Scientists hope to discover why the corona burns hundreds of times hotter than the 10,000 degree Fahrenheit surface of the sun and why the sun’s atmosphere continually expands and accelerates.
NASA has dreamed of a trip to our star since 1958. “We’ve had to wait so long for our technology to catch up with our dreams,” Nicola Fox, a Johns Hopkins University project scientist, said in a statement. —J.B.
A new tick species, native to Asia, has invaded the United States and spread to seven states along the East Coast. U.S. health experts first discovered the longhorned tick last summer on a sheep in New Jersey, according to the New Jersey Department of Agriculture. Now, it has also popped up in New York, Virginia, West Virginia, Arkansas, North Carolina, and Pennsylvania, Live Science reported. It is also an invasive species in Australia, New Zealand, and on several Pacific islands.
A female longhorned tick does not need a male to reproduce, and a single female can lay around 2,000 eggs, enough to establish a tick population in a new location, according to the U.S. Department of Agriculture. The poppy seed–sized tick can grow to the size of a pea when fully engorged with blood. If too many ticks attach to one animal, they can suck enough blood to cause anemia and even death in livestock.
The ticks also feed on humans, pets, small mammals, and birds. In other countries these arachnids have transmitted both bacterial and viral diseases to humans and animals, but so far experts have not found longhorned ticks in the United States carrying any infectious pathogens.
Scientists do not know how this tick spread to the United States, but the USDA said it likely hitched a ride on pets, horses, livestock, or humans entering the United States. —J.B.
As the spread of antibiotic-resistant bacteria continues to present a global threat, scientists are racing to find a way to treat these frightening pathogens. Good news: Researchers recently discovered that combining two drugs can restore the efficacy of both drugs against a superbug.

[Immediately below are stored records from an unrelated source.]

PR #32, opened 2016-04-11
Cleanup code based on eslint

jasonLaster:
Here are some additional fixups to get our linting to pass.

### DIFF
--- a/.eslintrc
+++ b/.eslintrc
@@ -27,11 +27,9 @@
     "XPCOMUtils": true,
     "_Iterator": true
   },
-  "parserOptions": {
-      "ecmaVersion": 6
-  },
   "env": {
-      "es6": true
+      "es6": true,
+      "browser": true,
   },
   "rules": {
     // These are the rules that have been configured so far to match the
@@ -355,7 +353,7 @@
     // Require a space immediately following the // in a line comment.
     "spaced-comment": [2, "always"],
     // Require "use strict" to be defined globally in the script.
-    "strict": [2, "global"],
+    "strict": [0, "global"],
     // Disallow comparisons with the value NaN.
     "use-isnan": 2,
     // Warn about invalid JSDoc comments.
--- a/js/actions/event-listeners.js
+++ b/js/actions/event-listeners.js
@@ -1,7 +1,8 @@
 /* This Source Code Form is subject to the terms of the Mozilla Public
  * License, v. 2.0. If a copy of the MPL was not distributed with this
  * file, You can obtain one at http://mozilla.org/MPL/2.0/. */
-/* global window gThreadClient setNamedTimeout */
+/* global window gThreadClient setNamedTimeout services EVENTS */
+/* eslint no-shadow: 0  */
 "use strict";
 
 const constants = require("../constants");
@@ -87,8 +88,8 @@ const _getListeners = Task.async(function* () {
   return listeners;
 });
 
-const _getDefinitionSite = Task.async(function* (aFunction) {
-  const grip = gThreadClient.pauseGrip(aFunction);
+const _getDefinitionSite = Task.async(function* (func) {
+  const grip = gThreadClient.pauseGrip(func);
   let response;
 
   try {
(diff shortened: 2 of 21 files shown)


.eslintrc
```diff
@@ -31,7 +31,8 @@
       "ecmaVersion": 6
   },
   "env": {
-      "es6": true
+      "es6": true,
+      "browser": true,
```
jasonLaster: this allows more globals to be defined (document, window...)

.eslintrc
```diff
@@ -355,7 +356,7 @@
     // Require a space immediately following the // in a line comment.
     "spaced-comment": [2, "always"],
     // Require "use strict" to be defined globally in the script.
-    "strict": [2, "global"],
+    "strict": [0, "global"],
```
jasonLaster: this is because eslint doesn't know we're using a module system...

js/actions/event-listeners.js
```diff
@@ -1,7 +1,8 @@
 /* This Source Code Form is subject to the terms of the Mozilla Public
  * License, v. 2.0. If a copy of the MPL was not distributed with this
  * file, You can obtain one at http://mozilla.org/MPL/2.0/. */
-/* global window gThreadClient setNamedTimeout */
+/* global window gThreadClient setNamedTimeout services EVENTS */
+/* eslint no-shadow: 0  */
```
jasonLaster: helps with a dispatch call on line 34, where dispatch is shadowing the outer define

js/actions/event-listeners.js
```diff
@@ -87,8 +88,8 @@ const _getListeners = Task.async(function* () {
   return listeners;
 });
 
-const _getDefinitionSite = Task.async(function* (aFunction) {
-  const grip = gThreadClient.pauseGrip(aFunction);
+const _getDefinitionSite = Task.async(function* (func) {
+  const grip = gThreadClient.pauseGrip(func);
```
jasonLaster: was hungarian formatting

js/components/Tabs.js
```diff
@@ -1,5 +1,6 @@
+/* globals gThreadClient */
```
jasonLaster: was tempted to add this to the list of globals in eslintrc, but figured, we'd be refactoring soon

js/reducers/tests/sources.js
```diff
@@ -1,3 +1,7 @@
+/* eslint brace-style: 0 */
+/* globals equal */
+/* eslint camelcase: 0 */
+/* eslint no-unused-vars: 0 */
```
jasonLaster: for run_test

.eslintrc
```diff
@@ -27,11 +27,9 @@
     "XPCOMUtils": true,
     "_Iterator": true
   },
-  "parserOptions": {
-      "ecmaVersion": 6
-  },
```
jasonLaster: dropped this because it wasn't necessary.

js/reducers/async-requests.js
```diff
@@ -1,3 +1,5 @@
+/* eslint brace-style: 0 */
```
jasonLaster: dropping these in favor of consistent styles. might be a bit ugly, but that's okay

js/actions/event-listeners.js
jlongster: Yeah, I don't care too much about that rule. But if the devtools eslint forbids shadowing I guess we should keep it.

js/reducers/tests/sources.js
jlongster: It'd be really nice to have an `.eslint` in all test directories that automatically define the globals so that we don't need this at the top of every test file.

.eslintrc
jlongster: This makes it so that we don't need "use strict"? How does the module system affect that?

We should probably keep "use strict"; at the top of all the files even if we could automatically do that in our build system, so that the code works the same way when we merge.

Sorry if I'm mis-interpreting, I'm not too familiar with eslint so it's a little hard to read all these tweaks.

jasonLaster: happy to do that.

jasonLaster:
Pushed the existing commit to master so that we can avoid further merge conflicts and will cleanup the 'use static' stanzas in a bit.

Researchers are particularly concerned about certain types of bacteria that have become resistant to Colistin, considered the antibiotic of last resort. But the new research found that using Colistin in combination with certain other drugs, even drugs that by themselves do not affect Colistin-resistant bacteria, can cause both drugs to become lethal to the microbe. “It was remarkable to see two drugs, each of which is inactive on its own against these bacteria, inhibiting them in combination,” Thea Brennan-Krohn, one of the researchers, said in a statement.
Combination therapy may allow doctors to use lower doses of drugs to avoid side effects and slow the development of further antibiotic resistance. —J.B.
An ancient Egyptian tomb housed a 3,300-year-old blob of cheese, the oldest ever discovered, according to a study recently published in the journal Analytical Chemistry.
In 1885, archaeologists unearthed the tomb of Ptahmes, the Egyptian mayor of Memphis during the 13th century B.C. The site later became buried under drifting sands, but scientists rediscovered it in 2010. A few years later, experts uncovered broken jars at the site, one containing a solidified white mass with a canvas fabric that the ancient people likely used to preserve the contents.
Chemical analysis showed the cheesy substance contained cow and sheep or goats milk. The well-aged delicacy did not tempt anyone to nibble, however—the study also showed it was contaminated with Brucella melitensis, a bacterium that causes brucellosis, a potentially deadly infection that spreads from animals to people, most often via unpasteurized dairy products. —J.B.